**Aim of the exercise:** Write the data out again so that it matches word for word.

**Given entries:**
PR #40, opened 2015-03-06
change DataIterator to work on get_example and get_batch and add methods...

mducoffe:
... and batch attributes to Transformer object

### DIFF
--- a/fuel/transformers/__init__.py
+++ b/fuel/transformers/__init__.py
@@ -72,13 +72,11 @@ class Transformer(AbstractDataStream):
 
     def get_data_from_example(self, request=None):
         raise NotImplementedError(str(type(self)) + 
-        "does not have an example method")
+            "does not have an example method")
 
-    def get_data_from_batch(self,request=None):
-        raise NotImplementedError(str(type(self)) + 
-        "does not have a batch input method")
-
-
+    def get_data_from_batch(self, request=None):
+        raise NotImplementedError(str(type(self)) +
+            "does not have a batch input method")
 
 
 class Mapping(Transformer):
@@ -495,4 +493,3 @@ class MultiProcessing(Transformer):
         if data == StopIteration:
             raise StopIteration
         return data
-
--- a/fuel/transformers/__init__.py
+++ b/fuel/transformers/__init__.py
@@ -22,10 +22,14 @@ class Transformer(AbstractDataStream):
         this attribute. Use it to access data from the wrapped data stream
         by calling ``next(self.child_epoch_iterator)``.
 
+    batch : boolean
+        Determine wheter the model is working on examples or on batches
+
     """
-    def __init__(self, data_stream, **kwargs):
+    def __init__(self, data_stream, batch_input=False,  **kwargs):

**Task answer:**
PR #40, opened 2015-03-06
change DataIterator to work on get_example and get_batch and add methods...

mducoffe:
... and batch attributes to Transformer object

### DIFF
--- a/fuel/transformers/__init__.py
+++ b/fuel/transformers/__init__.py
@@ -72,13 +72,11 @@ class Transformer(AbstractDataStream):
 
     def get_data_from_example(self, request=None):
         raise NotImplementedError(str(type(self)) + 
-        "does not have an example method")
+            "does not have an example method")
 
-    def get_data_from_batch(self,request=None):
-        raise NotImplementedError(str(type(self)) + 
-        "does not have a batch input method")
-
-
+    def get_data_from_batch(self, request=None):
+        raise NotImplementedError(str(type(self)) +
+            "does not have a batch input method")
 
 
 class Mapping(Transformer):
@@ -495,4 +493,3 @@ class MultiProcessing(Transformer):
         if data == StopIteration:
             raise StopIteration
         return data
-
--- a/fuel/transformers/__init__.py
+++ b/fuel/transformers/__init__.py
@@ -22,10 +22,14 @@ class Transformer(AbstractDataStream):
         this attribute. Use it to access data from the wrapped data stream
         by calling ``next(self.child_epoch_iterator)``.
 
+    batch : boolean
+        Determine wheter the model is working on examples or on batches
+
     """
-    def __init__(self, data_stream, **kwargs):
+    def __init__(self, data_stream, batch_input=False,  **kwargs):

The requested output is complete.